Le Petit traicté du semeur s’étalait sur les unes, accompagné des photos de la dernière victime, d’encadrés sur la peste noire, soulignés de titres propres à aviver les peurs : Peste noire ou serial killer ? Le retour du fléau de Dieu ? Meurtres ou contagion ? Un quatrième décès suspect à Parts. Et à l’avenant.
Moins prudents que la veille, quelques articles commençaient à ébranler ce qu’on nommait déjà « la thèse officielle de la strangulation ». On citait dans presque toutes les éditions les éléments de preuves qu’il avait apportés la veille lors de la conférence de presse, pour aussitôt les mettre en doute et les déborder. Cette couleur noire des cadavres faisait décidément dérailler les plumes les plus maîtrisées et se réveiller les alarmes anciennes, comme autant de Belles au bois dormant après un sommeil de presque trois siècles. Ce noir qui n’était, pourtant, qu’une énorme bévue. Énorme bévue qui pouvait précipiter la ville dans des gouffres de folle.

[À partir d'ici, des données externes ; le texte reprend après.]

PR #173, opened 2026-06-10
docs(openclaw): Add guide for OGX→vLLM inference path

robinnarsinghranabhat:
## Summary
- **Add deployment guide** (`docs/raw-deployment.md`) for the OpenClaw → OGX → vLLM path, tested end-to-end with port-forwarding and interacting through OpenClaw Chat UI.
- **Update Raw manifest deployment** for OpenClaw on OpenShift — Openclaw installed through Raw manifests resulted in a crashing `openclaw gateway` pod. Updated them in reference to [official upstream k8s scripts](https://github.com/openclaw/openclaw/tree/main/scripts/k8s) and [OpenClaw VLLM setup](https://docs.openclaw.ai/providers/vllm)

## Test plan

- [x] Deployed openclaw in OpenShift 4.19 (ROSA) with existing ogx and vllm setup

Adamsberg trouva des ciseaux et commença à découper un article qui l’inquiétait plus encore que tous les autres. Un agent, Justin probablement, frappa et ouvrit la porte.
— Commissaire, dit-il, comme essoufflé, on dénombre des quantités de 4 dans le périmètre de la place Edgar-Quinet. Ça court de Montparnasse jusqu’à l’avenue du Maine et ça gagne le long du boulevard Raspail. Il semble qu’on compte déjà jusqu’à deux à trois cents immeubles atteints, environ un millier de portes. Favre et Estalère sont en reconnaissance. Estalère ne veut pas faire équipe avec Favre, il dit qu’il lui gonfle les couilles, qu’est-ce qu’on fait ?
— Permutez, faites équipe avec Favre.
— Il me gonfle les couilles.
— Brigadier… commença Adamsberg.
— Lieutenant Voisenet, rectifia l’officier.
— Voisenet, on n’a plus le temps de s’occuper des couilles de Favre, ni de celles d’Estalère ni des vôtres.
— J’en suis conscient, commissaire. On verra ça plus tard.
— Exactement.
— On poursuit les patrouilles ?
— C’est comme vider la mer à la cuiller. La vague arrive. Regardez, dit-il en lui tendant les journaux. Les conseils du semeur sont publiés à toutes les unes : faites vos 4 vous-mêmes pour éviter l’infection.
— J’ai vu, commissaire. C’est une catastrophe. On ne va pas pouvoir s’en sortir. À part les vingt-neuf du début, on ne va plus savoir qui protéger.
— Il n’en reste plus que vingt-cinq, Voisenet. On a des appels pour les enveloppes ?
— Plus d’une centaine, rien qu’ici. On n’arrive pas à suivre.
Adamsberg soupira.
— Dites aux gens de les apporter à la Brigade. Et faites vérifier ces foutues enveloppes. Il y en aura peut-être une d’authentique dans le tas.